You are viewing a plain text version of this content. The canonical link for it is here.
Posted to users@subversion.apache.org by Tim Armes <ta...@fr.imaje.com> on 2004/02/19 08:52:22 UTC

Encoding problems

I'm stumped.  Perhaps someone from this list can help me out with this
problem:

Subversion keeps all the log messages in UTF-8 format.  This is very
sensible.  When you call a console command, the output is converted to the
console's charset.  This makes sense too.
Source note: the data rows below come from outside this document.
PR #390, opened 2015-06-20
Provide a toDatetime function

lucasmichot:
For a reason we might want to retrieve the base DateTime from a Carbon instance

### DIFF
--- a/tests/DateTimeTest.php
+++ b/tests/DateTimeTest.php
@@ -1,0 +1,28 @@
+<?php
+
+/*
+ * This file is part of the Carbon package.
+ *
+ * (c) Brian Nesbitt <brian@nesbot.com>
+ *
+ * For the full copyright and license information, please view the LICENSE
+ * file that was distributed with this source code.
+ */
+
+use Carbon\Carbon;
+
+class DateTimeTest extends TestFixture
+{
+    public function testToDateTime()
+    {
+        $c = Carbon::now()->startOfYear();
+        $d = $c->toDatetime();
+
+        $this->assertInstanceOf('\DateTime', $d);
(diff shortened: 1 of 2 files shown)


kylekatarnls:
Indeed, +1

wangchj:
Carbon object is an instance of DateTime

lucasmichot:
@wangchj 
> Carbon object is an instance of DateTime

Datetime object is not an instance of Carbon

GrahamCampbell:
:-1: I don't understand why you'd want to do this?

lucasmichot:
Because we might want to get the parent object from a Carbon

GrahamCampbell:
Why?

tests/DateTimeTest.php
```diff
@@ -0,0 +1,28 @@
...
+use Carbon\Carbon;
+
+class DateTimeTest extends TestFixture
+{
+    public function testToDateTime()
+    {
+        $c = Carbon::now()->startOfYear();
+        $d = $c->toDatetime();
+
+        $this->assertInstanceOf('\DateTime', $d);
```
GrahamCampbell: Leading slashes are incorrect.

lucasmichot:
Because we might want a Datetime without $days property

lucasmichot:
(As an example)

GrahamCampbell:
I still have no idea why you'd want that?

kylekatarnls:
@lucasmichot $days is a static property so it should not bother on an instance.
As a other example (maybe not better) it could be used to get the "pure" value, if you have a Carbon or ChildOfCarbon, SubChildOfCarbon, etc. object, ->toDatetime() will allow you to extract the date with no wrapper.

PR #395, opened 2015-06-24
Convenience methods isMonday(), ... isSunday() 

wangchj:


src/Carbon/Carbon.php
```diff
@@ -1278,6 +1278,69 @@ public function isSameDay(Carbon $dt)
         return $this->toDateString() === $dt->toDateString();
     }
 
+    /**
+     * Checks if this day is a Sunday.
+     * @return boolean
```
GrahamCampbell: Missing a blank line before the return annotation.

tests/IsTest.php
```diff
@@ -130,4 +130,138 @@ public function testIsSameDayFalse()
         $current = Carbon::createFromDate(2012, 1, 2);
         $this->assertFalse($current->isSameDay(Carbon::createFromDate(2012, 1, 3)));
     }
+
+    public function testIsSunday()
+    {
+        //True in the past past
```
GrahamCampbell: missing a space after the `//` in every case

PR #400, opened 2015-07-03
Use the OS language instead of English

Formatink:
Use the default OS language instead of English if the intl extension is loaded

### DIFF
--- a/src/Carbon/Carbon.php
+++ b/src/Carbon/Carbon.php
@@ -885,11 +885,13 @@ class Carbon extends DateTime
     protected static function translator()
     {
         if (static::$translator == null) {
-            static::$translator = new Translator('en');
+            // If intl extension is loaded, the OS language is used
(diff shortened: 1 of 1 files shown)


src/Carbon/Carbon.php
```diff
@@ -885,11 +885,13 @@ public static function hasRelativeKeywords($time)
...
-            static::$translator = new Translator('en');
+            // If intl extension is loaded, the OS language is used
+            $defaultLocaleLanguage = extension_loaded('intl') ? substr(locale_get_default(), 0, 2) : 'en';
+            
+            static::$translator = new Translator($defaultLocaleLanguage);
             static::$translator->addLoader('array', new ArrayLoader());
-            static::setLocale('en');
+            static::setLocale($defaultLocaleLanguage);
         }
-
```
GrahamCampbell: no

Formatink: @GrahamCampbell I close and I pull request again ? :/

PR #401, opened 2015-07-03
Use the OS language instead of English

Formatink:
Use the default OS language instead of English if the INTL extension is loaded.

If the user's OS has the INTL extension, Carbon will use the intl.default_locale variable in the PHP configuration as default language.

### DIFF
--- a/src/Carbon/Carbon.php
+++ b/src/Carbon/Carbon.php
@@ -885,9 +885,12 @@ class Carbon extends DateTime
     protected static function translator()
     {
         if (static::$translator == null) {
-            static::$translator = new Translator('en');
+            // If intl extension is loaded, the OS language is used
+            $defaultLocaleLanguage = extension_loaded('intl') ? substr(locale_get_default(), 0, 2) : 'en';
+            
+            static::$translator = new Translator($defaultLocaleLanguage);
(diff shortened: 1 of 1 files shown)


GrahamCampbell:
I don't think using the OS language makes sense.

Formatink:
If the user's OS has the INTL extension, Carbon will use the intl.default_locale variable in the PHP configuration for the language. Users who have this extension (there are many) will no longer have to use a method like ->setLocale('fr') before display the date ... It's very sense and better than forcing users to use English **by default** :] (They can change if they wish)

dereuromark:
:+1: I agree, sounds quite useful to default to the actual "current" default.

kylekatarnls:
Good idea. But it should not be merge in a minor version since it can break english apps running on OS in another language.

briannesbitt:
Ya... BC change.

GrahamCampbell:
I'm :-1: anyway.

kylekatarnls:
I propose instead a `Carbon::setLocale('auto');` to get the `LC_TIME` and set it as Carbon locale. So you can align `formatLocalized` and `diffForHumans` by running it. It will try to detect the closest available locale.

See #1336

PR #414, opened 2015-08-03
Change "occurence" to "occurrence" in Carbon.php

arkeidolon:
All of them, in the PHPdocs


caycek:
I fixed this in my version as well. I didn't feel like making a pull so I salute you!

PR #424, opened 2015-08-17
Add test for add and sub weekdays during weekend

cl4rke:
Test for attempts to add or subtract weekdays on a weekend. For when someone tries to make an attempt to change add and sub weekends functionality (planning on doing this).


briannesbitt:
For the rest of this fix see d02c4136c3300e5044226e5be8fcfc5b4b6fc272

Issue #406, opened 2015-07-10
Carbon fork that implements DateTimeInterface and extends both DateTime and DateTimeImmutable


jan-j:
Hi. I created fork of this library that use DateTimeInterface and extends both DateTime and DateTimeImmutable.

https://github.com/meebio/Carbon
#### Here is a small description:

[Carbon](https://github.com/briannesbitt/Carbon) library fork that extends both DateTime and DateTimeImmutable extensions with shared interface.

Original Carbon class is broken into CarbonInterface (interface extending DateTimeInterface) and CarbonTrait that implements that interface. There are 2 usable classes Carbon extending DateTime (that has exactly the same functionality as original Carbon class) and CarbonImmutable extending DateTimeImmutable. Both classes implement CarbonInterface and use CarbonTrait for common methods.
#### Summary:
- Fork was done at 1.20.0 release.
- No additional features were added.
- All original unit tests are passed both by mutable and immutable implementation. I had to modify some tests for immutable class to properly work.
- All tests that were applied to original Carbon class, have been duplicated and now this tests are applied to both mutable and immutable implementation. There should be better way to do this because there is a lot code duplication. I tried to find a way to use one code to test both implementations, but I couldn't find anything useful. Anyone know better way to organize it? 
- There are only few sample unit tests that checks mutability and immutability, that should be improved.
- DateTimeInterface and DateTimeImmutable are available for PHP >= 5.5.0 only and this is biggest issue here.

What are your thoughts about it? What can be improved?

Related issues: #103 #2 #233

dereuromark:
You should allow issues on your fork IMO.
My question would be: Should it also have a bool `isMutable()` check for both classes to detect at runtime whether it is mutable or not? Would in same cases help for dynamically created objects to know what course of action to take.

jan-j:
@dereuromark 
I enabled issues on my fork. Thanks for pointing that out :)

Method `isMutable()` totally makes sense, `isImmutable()` can be added too.

I didn't mention that, but there are two conversion methods added to one for each implementation: CarbonMutable has `toImmutable()` and CarbonImmutable has `toMutable()`.

dereuromark:
I think having one with boolean result might suffice :)

ektarum:
hi all,

hi bump this issues. it's possible to merge advance in this subject?

Thanks in advance.

jan-j:
@ektarum Hi
[...]

PR #426, opened 2015-08-22
DateTimeInterface implementation with two variations: extension of DateTime and DateTimeImmutable.

jan-j:
Original Carbon class is broken into CarbonInterface (interface extending DateTimeInterface) and CarbonTrait that implements that interface. There are 2 usable classes Carbon extending DateTime (that has exactly the same functionality as original Carbon class) and CarbonImmutable extending DateTimeImmutable. Both classes implement CarbonInterface and use CarbonTrait for common methods.

Backwards compatibility is kept, but only for versions of PHP greater than or equal to 5.5.0. Earlier versions are unsupported, because of DateTimeInterface and DateTimeImmutable, which were introduced in PHP 5.5 unfortunately. All original tests for mutable version of Carbon are passed.

This is only proposal and I know it needs to be discussed thoroughly.

For other info see issue #406.


briannesbitt:
The general idea here is good but needs to obviously be in a v2.

morloderex:
Any new regarding this?

IonutBajescu:
@briannesbitt there doesn't seem to be any breaking change at first sight though. Wouldn't that warrant a minor version bump at most?

jan-j:
@IonutBajescu It does use DateTimeInterface and DateTimeImmutable which is supported from PHP version 5.5.0 and it is breaking change if someone is using lower version. Although without strictly following semver, only minor version bump is not that terrible idea. Extra constraint can be added for PHP version to composer.json file to make sure, it's not going to be installed on lower versions silently.

kylekatarnls:
Thanks, it will be done with traits to avoid duplicate code.

Fixed via #1315

Issue #369, opened 2015-05-25
Creation of a 0 interval time


sitawit:
### Suggest
To be able to create a time interval of **0**.

So the following code would work.
```php
CarbonInterval::months(0);   // 0 months
CarbonInterval::hours(0);    // 0 hours
```

### Current version
So far, CarbonInterval can't create a 0 interval of any period.

For example:
```php
CarbonInterval::months(0); 
CarbonInterval::hours(0); 
```

Will result in 

```php
Exception
DateInterval::__construct() [<a href='0dateinterval.construct0'>dateinterval.construct0</a>]: Unknown or bad format (P)
```

### Background
At first, it seems make no sense to create a 0 interval because in fact, it doesn't contain any interval. However, when it comes to a situation where you create a set of time intervals. And the first slot start from 00:00. So in this case, you have to create this 0 interval using other method rather than CarbonInterval. In order to make your code consistency, using CarbonInterval for all the time in the set would be great. And you don't have to create a logic where it catches an exception of 0 interval.

dereuromark:
Indeed: Sounds useful to support that. Especially with dynamic data (>= 0) coming in.

Sverri:
When the constructor checks the parameter it uses the expression, `$months > 0`. It looks like this is just a simple mistake that can be fixed by simply changing it to `$months > -1`. PHP's  `DateInterval` allows a "zero interval", i.e. something like `P0M`, so it should not be a problem (unless I am missing something about how `CarbonInterval` works).

jarnovanleeuwen:
https://github.com/briannesbitt/Carbon/pull/437 should fix this.

briannesbitt:
Merged #437

PR #437, opened 2015-09-16
Allow for creation of a zero interval.

jarnovanleeuwen:
Fixes issue https://github.com/briannesbitt/Carbon/issues/369. This also allows us to construct a new interval using method chaining, where the first method contains a zero timestamp. Example:

    CarbonInterval::days(0)->weeks(1);

Jarno


dereuromark:
Looks like a test case for it is missing.

jarnovanleeuwen:
Well, the current test case is testing the opposite behavior, that it should not allow the zero interval. That is why it is currently failing.

Before changing this test case I would like to know the community's thoughts on this. PHP's DateInterval does allow the zero interval (even though the construction is a little bit awkward).

dbaeck:
This functionality sounds reasonable to me, any news on why CarbonInterval does not allow this currently?

briannesbitt:
Merged and updated test.

PR #900, opened 2017-02-13
Fixing #871, workaround of php bug [72338](https://bugs.php.net/bug.php?id=72338)

Ovsyanka:

PR #1071, opened 2018-01-16
Workaround about php bug 74274

Ovsyanka:
By now it is just tests that I want to discuss before trying to fix it. Questions and suggestions are appreciated. If anyone could help me with proper documentation it will be very nice.

I made tests to check this situations:

1. Each modification should be reverted. If you add one hour and then sub one hour the date shouldn't be changd. There is testAddHoursReversable test.

2. When you create date from timestamp - it should have this initial timestamp. There is testTimestampNotChanged test.

3. When you crossing DST change in the local timezones PHP adjusting timestamp  to looks like offset didn't changed. It works well. But if you change date into the skipped or repeated hour there is errors. There is testAddHours test for that.

4. If you creating Date from timestamp into repeated hour PHP always think that it is Standard Time and not the Daylight Time. There is getCreateFromTimestampTests for that.


Ovsyanka:
Sadly, by now I don't see effective way to fix it without fixing PHP itself.

Glavic:
@Ovsyanka: what is the status here?

Ovsyanka:
My last comment still actual. The problem is the DateTime can't represent local standard time in repeated hour wile backward transition.
Example:
When you try to set 1289109600, that mean `2010-11-07T02:00:00-04:00` or `2010-11-07T01:00:00-05:00` the php always changes timestamp to `1289106000`, that means `2010-11-07T01:00:00-04:00`.

The only workaround I see is to add some property to save right timestamp and then use it in all methods instead internal timestamp. I am not sure it worth it. I will be glad to know your thoughts about that.

I made the pull-request because I think my tests 1) shows the problems 2) someone can use it to try to solve the issue.

kylekatarnls:
This PR also need to replace `[]` with `array()` since Carbon supports PHP 5.3.

kylekatarnls:
Hi @Ovsyanka, it seems to me you could merge this with #1070, if not please tell me and I'll reopen.

Ovsyanka:
Hmm. This PR have only **failing** tests, those indicates the bug. I may not merge failing tests. Did I misunderstand you?

kylekatarnls:
This one couldn't be merged (failing tests, compatibility and style) but the source modification is the same than in #1070, so if there is something in this PR you still want to address, it seems better to me to put it in your other PR.

Ovsyanka:
Ah, it is just the same commits from another pull-requests because this one needs them to work. They are not the part of this PR actually and will be removed after rebase to the master. This PR **is** about the failing tests. I already wrote why I made it and if you think that it is right to close it - then OK.

Ovsyanka:
> I see, you created pr-WaPhpBug74274 from pr-revert-548-modify-errors. So this PR has nothing to be merged. Understood.

Yep, seems like you got it =)

> If PHP decided to adjust timestamp with DST, there's nothing we should do.

In case if it doing it right - yes. But it has errors (look at the my first commentary https://github.com/briannesbitt/Carbon/pull/1071#issue-163190434). And I think that it would be great if we could make this working right in Carbon library like there is no error in PHP. Like in #900. But by now I don't see good way to do it. And this PR is the only place where I imagine to put tests, that describes the bug. Now someone could try to fix that using my tests as goal. Personally I not suffer about this bugs - I prefere to use UTC dates most the time instead of local, but in general the errors exists so I decided to share what I already did in this matter.

PR #1084, opened 2018-02-11
Adds ability to pass a timestamp to the constructor

regularlabs:
This makes it possible to pass a timestamp to the Carbon class, like:
```
$date = new Carbon(1518358828);
```

### DIFF
--- a/src/Carbon/Carbon.php
+++ b/src/Carbon/Carbon.php
@@ -265,7 +265,7 @@ class Carbon extends DateTime
      * Please see the testing aids section (specifically static::setTestNow())
      * for more on the possibility of this constructor returning a test instance.
      *
-     * @param string|null               $time
+     * @param string|int|null           $time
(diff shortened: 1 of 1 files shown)


Glavic:
Timestamp can already passed to the constructor with `@` prefix:

```php
$date = new Carbon("@1518358828");
```

regularlabs:
That assumes you are using UTC timestamps.
It also requires you to check what the format is of your date before creating the Carbon instance.
If you need to do that, then passing it to the constructor is not necessary at all. Then you can simply do:
```
$date = Carbon::createFromTimestamp(1518358828);
```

Now, on my Windows server, if I call svnlook using PHP's popen command, the
string I get back is, correctly, in CP850.  If I want this to be display
correctly on the web page I use iconv to convert it to ISO-8859-1.  This
works.

However, on another user's machine (to which I don't have access,
unfortunately) which is a Unix box with the locale in Icelandic, his log
messages are being displayed like this:

T?\195?\179k ?\195?\186t if statement ?\195?\186r index.php sem hvort 
e?\195?\176 er gerast aldrei, en ef ?\195?\190?\195?\166r
skyldu gerast er $ID n?\195?\186 h?\195?\182ndla?\195?\176 ?\195?\161 sama 
h?\195?\161tt og $LANG, ?\195?\190.e.a.s. ?\195?\190a?\195?\176 er sett
?\195?\161
default ef userinn gefur ?\195?\190a?\195?\176 ekki.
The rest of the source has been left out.